Jesus’ soul was quieted in the secret place, where He listened intently to the Voice of His Father. Because of this, He had an inward stillness and clarity in the home of Jairus, though his daughter had died, and  He was surrounded by relatives whose emotions were in earthquake-mode. He brought a whole new reality into the midst of the instability of that home, and resurrection glory resulted.

The Lord means for His own people to manifest the same stillness and authority in these last days, and it’s only by quieting our souls and hearing the Voice of the Lord that we have the capacity for that kind of an expression. We have a calling to come into the holy place of stillness and communion, that our children may see His wonders, and that Israel and the nations would see in the Church “the glory of God in the face of Christ.” Only a people which has “composed and quieted” its soul will have the love and authority to speak to a bewildered nation:

“O Israel, hope in the Lord,

From this time forth and forever.” (v. 3)
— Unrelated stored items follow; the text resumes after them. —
PR #249, opened 2021-11-17
[LMS-233] Loader support for Postgres: Users

lalrg:
I decided to keep the integration tests with the mssql name, because we could want to create integration tests in the future.


src/lms-ds-loader/edfi_lms_ds_loader/Sql_lms_operations.py
```diff
@@ -62,7 +72,8 @@ def truncate_staging_table(self, table: str) -> None:
         assert table.strip() != "", "Argument `table` cannot be whitespace"
 
         # Note: for postgresql we'll want `TRUNCATE TABLE {staging} RESTART IDENTITY`
-        self._exec(f"TRUNCATE TABLE lms.stg_{table};")
+        if self.engine == DbEngine.MSSQL:
+            self._exec(MS_builder.truncate_stg_table(table))
```
stephenfuqua, line 76: This command should be the same on both SQL Server and PostgreSQL.

src/lms-ds-loader/edfi_lms_ds_loader/Sql_lms_operations.py
```diff
@@ -77,9 +88,8 @@ def disable_staging_natural_key_index(self, table: str) -> None:
 
         assert table.strip() != "", "Argument `table` cannot be whitespace"
 
-        self._exec(
-            f"ALTER INDEX IX_stg_{table}_Natural_Key on lms.stg_{table} DISABLE;"
-        )
+        if self.engine == DbEngine.MSSQL:
+            self._exec(MS_builder.disable_staging_natural_key_index(table))
```
stephenfuqua, line 92: Looks like PostgreSQL doesn't have clean functionality for achieving this. Probably need to just drop and recreate the index.

src/lms-ds-loader/edfi_lms_ds_loader/Sql_lms_operations.py
```diff
@@ -139,26 +148,9 @@ def insert_new_records_to_production(self, table: str, columns: List[str]) -> No
...
-            lms.{table}
-        WHERE
-            SourceSystemIdentifier = stg.SourceSystemIdentifier
-        AND
-            SourceSystem = stg.SourceSystem
-    )
-"""
+        statement = ""
+        if self.engine == DbEngine.MSSQL:
+            statement = MS_builder.insert_new_records_to_production(table, column_string)
```
stephenfuqua, line 153: I think the SQL statement above will work on both systems, or could be rewritten to work on both.

src/lms-ds-loader/edfi_lms_ds_loader/Sql_lms_operations.py
```diff
@@ -188,33 +180,10 @@ def insert_new_records_to_production_for_user_relation(
...
-  WHERE
-    SourceSystemIdentifier = stg.SourceSystemIdentifier
-  AND
-    SourceSystem = stg.SourceSystem
-)
-"""
+        statement = ""
+        if self.engine == DbEngine.MSSQL:
+            statement = MS_builder.insert_new_records_to_production_for_user_relation(
+                table, insert_columns, select_columns)
```
stephenfuqua, line 186: Again, I think this would work on both or could be rewritten to work on both.

stephenfuqua: After reading the entire PR, I'm fine with having two separate files even if when some of the SQL could be reused.

src/lms-ds-loader/edfi_lms_ds_loader/Sql_lms_operations.py
stephenfuqua: https://dba.stackexchange.com/a/116805/183504

Might want to read all of the index definitions, hold them in memory. Drop them. In the "enable" step, just re-execute the create statement. That way the SQL statement that is currently in the middle of a script file doesn't need to be repeated in Python.

src/lms-ds-loader/edfi_lms_ds_loader/Sql_lms_operations.py
lalrg: I guess some of them work for both, and yes, we could call the methods of the MS_builder when engine == MSSQL or POSTGRES and the SQL applies, the main idea that I had, was to make it somehow extensible in case we needed new statements for some other engine in the future.

src/lms-ds-loader/edfi_lms_ds_loader/db_operations/MSSQL_sql_builder.py
```diff
@@ -187,38 +187,45 @@ def insert_new_records_to_production_for_assignment_and_user_relation(
 
 
 def insert_new_records_to_production_for_attendance_events(
-        table: str,
         insert_columns: str,
         select_columns: str) -> str:
     return f"""
 INSERT INTO
-    lms.{table}
+    lms.LMSUserAttendanceEvent
```
stephenfuqua, line 194: This change seems fine... 

Do you remember why we made this a template before, instead of hard-coding the name as you have now done?

src/lms-ds-loader/edfi_lms_ds_loader/db_operations/MSSQL_sql_builder.py
```diff
@@ -187,38 +187,45 @@ def insert_new_records_to_production_for_assignment_and_user_relation(
...
 (
-    AssignmentIdentifier,
-    LMSUserIdentifier,{insert_columns}
+    LMSSectionIdentifier,
+    LMSUserIdentifier,
+    LMSUserLMSSectionAssociationIdentifier,{insert_columns}
```
stephenfuqua, line 198: We overlooked a column? And now you're fixing the bug?

src/lms-ds-loader/edfi_lms_ds_loader/db_operations/MSSQL_sql_builder.py
```diff
@@ -187,38 +187,45 @@ def insert_new_records_to_production_for_assignment_and_user_relation(
...
 def insert_new_records_to_production_for_attendance_events(
-        table: str,
         insert_columns: str,
         select_columns: str) -> str:
     return f"""
 INSERT INTO
-    lms.{table}
+    lms.LMSUserAttendanceEvent
 (
-    AssignmentIdentifier,
```
stephenfuqua: We previously inserted an `AssignmentIdentifier` into the attendance events table???

src/lms-ds-loader/tests/helpers/test_argparser.py
```diff
@@ -9,7 +9,7 @@
 
 from edfi_lms_ds_loader.helpers.argparser import parse_main_arguments, MainArguments
 from edfi_lms_ds_loader.helpers.constants import DbEngine, LOG_LEVELS
-from edfi_lms_ds_loader.mssql_lms_operations import MssqlLmsOperations
+from edfi_lms_ds_loader.Sql_lms_operations import SqlLmsOperations
```
stephenfuqua, line 12: Should this be lowercased?
```suggestion
from edfi_lms_ds_loader.sql_lms_operations import SqlLmsOperations
```

src/lms-ds-loader/edfi_lms_ds_loader/db_operations/MSSQL_sql_builder.py
lalrg: I was returning the wrong sql for this method and I fixed it

src/lms-ds-loader/tests/helpers/test_argparser.py
lalrg: yes

src/lms-ds-loader/edfi_lms_ds_loader/db_operations/MSSQL_sql_builder.py
lalrg: This also answers the previous comment on why I hardcoded the LMSUserAttendanceEvent, it does not have to be dynamic for this method and I am just fixing it, I realized of the error while fixing the tests

src/lms-ds-loader/edfi_lms_ds_loader/Sql_lms_operations.py
lalrg: There seem to be ways to disable indexes, but the general recommendation is to delete them and recreate them later.

src/lms-ds-loader/tests/helpers/test_argparser.py
lalrg: ✔️

stephenfuqua (approved):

Have you quieted your soul today, dear saint? If you have not consciously quieted your soul, it will immediately be swept up in the tide of this age. You can be assured that the thoughts and fears and confusions which plague the nations will soon enwrap your soul, for it is only in the conscious decision to quiet your soul that you are enabled to hear the Voice of the Lord. Lay down that which is too great and difficult for your soul. “Be still,” and know that He is God. There is a wisdom, peace, and grace which rests on the quieted soul, and you have unobstructed access to this blessed reality through the Blood of Jesus Christ. You need only to compose and quiet your soul before Him.

Then, as a precious 80-year old intercessor once charged me in regard to coming into the holy place, “You have to enter!”

The community of saints which comes into this kind of soul-quietude before God will become a resounding voice in the cities of the earth, whose words are as His, “spirit and life.” (Jn. 6.63b) Remarkably, the souls who have quieted their hearts are the same ones permitted and privileged to speak in the time of their showing forth. Those who have consciously quieted their own souls are the ones to hear His voice, thereby becoming more than an echo of other men. 

The Lord is wanting to form a holy community in the earth, who can with one voice proclaim, “I am the voice of one crying in the wilderness: ‘Make ready the way of the Lord, make His paths straight!’” (Mt. 3.3)

For this, His voice must increase, and the activity of my soul and the varying voices in the world must decrease.

The quieting of the soul is not for the timid, dainty and cowardly. It is not simply a syrupy sweet journey through flat plains, highlighted by cloudless skies and warm breezes. It requires an inward violence to shut the gate against the hustle and bustle of this age and the distractions and pressures which will invariably strike our hearts when we set out to seek His face. We’ve got to come boldly, making every effort to enter His rest, and to quiet our souls before the Throne. John the Immerser “took it by force” (Mt. 11.12) in the wilderness, and so must we. Shut out the other voices, saints. If it requires shutting off the computer, unplugging the television, and taking the phone off of the hook, let it be done. Let your soul be composed and quieted before the Lord. There you will hear His voice, and Christ will be all in all to your soul. 

Isn’t this what your spirit cries out for, after all?